REQUIRED WORK. Retype every record that appears below, unchanged.

Dataset records.
-- Opening Marker --

PR #48, opened 2020-08-08
Reformat newly added files, too

akaihola:
`git diff --name-only` didn't include newly created untracked files so they were not included in reformatting. A call to `git ls-files` with suitable arguments is now made in addition so untracked files will be included.

### DIFF
--- a/src/darker/git.py
+++ b/src/darker/git.py
@@ -1,8 +1,9 @@
 """Helpers for listing modified files and getting unmodified content from Git"""
 
 import logging
+import sys
 from pathlib import Path
-from subprocess import check_output
+from subprocess import CalledProcessError, check_output
 from typing import Iterable, List, Set
 
 from darker.diff import diff_and_get_opcodes, opcodes_to_edit_linenums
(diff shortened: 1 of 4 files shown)


akaihola:
@Carreau, could you review this one?

src/darker/git.py
```diff
@@ -26,8 +27,24 @@ def should_reformat_file(path: Path) -> bool:
...
-    """Run ``git diff --name-only`` and return file names from the output
+def _git_check_output_lines(cmd: List[str], cwd: Path) -> List[str]:
+    """Log command line, run Git, split stdout to lines, exit with 123 on error"""
+    logger.debug("[%s]$ %s", cwd, " ".join(cmd))
+    try:
+        return check_output(cmd, cwd=str(cwd)).decode("utf-8").splitlines()
+    except CalledProcessError as exc_info:
+        if exc_info.returncode == 128:
+            # Bad revision or another Git failure
+            sys.exit(123)
```
Carreau, line 38: 123 or 128 ? maybe you tried to keep the git error code ?

akaihola: 123 is what Black returns. I thought it's good to stay as similar as possible to it for the benefit of integration with other tools.

src/darker/git.py
```diff
@@ -26,8 +27,24 @@ def should_reformat_file(path: Path) -> bool:
...
-def git_diff_name_only(paths: Iterable[Path], cwd: Path) -> Set[Path]:
-    """Run ``git diff --name-only`` and return file names from the output
+def _git_check_output_lines(cmd: List[str], cwd: Path) -> List[str]:
+    """Log command line, run Git, split stdout to lines, exit with 123 on error"""
+    logger.debug("[%s]$ %s", cwd, " ".join(cmd))
+    try:
+        return check_output(cmd, cwd=str(cwd)).decode("utf-8").splitlines()
+    except CalledProcessError as exc_info:
+        if exc_info.returncode == 128:
+            # Bad revision or another Git failure
```
akaihola, line 37:
```suggestion
            # Bad revision or another Git failure. Follow Black's example and exit with
            # a status code of 123 for an internal error.
```

src/darker/git.py
akaihola: From [Black's README]:
```
  --check                         Don't write the files back, just return the
                                  status.  Return code 0 means nothing would
                                  change.  Return code 1 means some files
                                  would be reformatted. Return code 123 means
                                  there was an internal error.
```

-- Closing Marker --

RESULT.
PR #48, opened 2020-08-08
Reformat newly added files, too

akaihola:
`git diff --name-only` didn't include newly created untracked files so they were not included in reformatting. A call to `git ls-files` with suitable arguments is now made in addition so untracked files will be included.

### DIFF
--- a/src/darker/git.py
+++ b/src/darker/git.py
@@ -1,8 +1,9 @@
 """Helpers for listing modified files and getting unmodified content from Git"""
 
 import logging
+import sys
 from pathlib import Path
-from subprocess import check_output
+from subprocess import CalledProcessError, check_output
 from typing import Iterable, List, Set
 
 from darker.diff import diff_and_get_opcodes, opcodes_to_edit_linenums
(diff shortened: 1 of 4 files shown)


akaihola:
@Carreau, could you review this one?

src/darker/git.py
```diff
@@ -26,8 +27,24 @@ def should_reformat_file(path: Path) -> bool:
...
-    """Run ``git diff --name-only`` and return file names from the output
+def _git_check_output_lines(cmd: List[str], cwd: Path) -> List[str]:
+    """Log command line, run Git, split stdout to lines, exit with 123 on error"""
+    logger.debug("[%s]$ %s", cwd, " ".join(cmd))
+    try:
+        return check_output(cmd, cwd=str(cwd)).decode("utf-8").splitlines()
+    except CalledProcessError as exc_info:
+        if exc_info.returncode == 128:
+            # Bad revision or another Git failure
+            sys.exit(123)
```
Carreau, line 38: 123 or 128 ? maybe you tried to keep the git error code ?

akaihola: 123 is what Black returns. I thought it's good to stay as similar as possible to it for the benefit of integration with other tools.

src/darker/git.py
```diff
@@ -26,8 +27,24 @@ def should_reformat_file(path: Path) -> bool:
...
-def git_diff_name_only(paths: Iterable[Path], cwd: Path) -> Set[Path]:
-    """Run ``git diff --name-only`` and return file names from the output
+def _git_check_output_lines(cmd: List[str], cwd: Path) -> List[str]:
+    """Log command line, run Git, split stdout to lines, exit with 123 on error"""
+    logger.debug("[%s]$ %s", cwd, " ".join(cmd))
+    try:
+        return check_output(cmd, cwd=str(cwd)).decode("utf-8").splitlines()
+    except CalledProcessError as exc_info:
+        if exc_info.returncode == 128:
+            # Bad revision or another Git failure
```
akaihola, line 37:
```suggestion
            # Bad revision or another Git failure. Follow Black's example and exit with
            # a status code of 123 for an internal error.
```

src/darker/git.py
akaihola: From [Black's README]:
```
  --check                         Don't write the files back, just return the
                                  status.  Return code 0 means nothing would
                                  change.  Return code 1 means some files
                                  would be reformatted. Return code 123 means
                                  there was an internal error.
```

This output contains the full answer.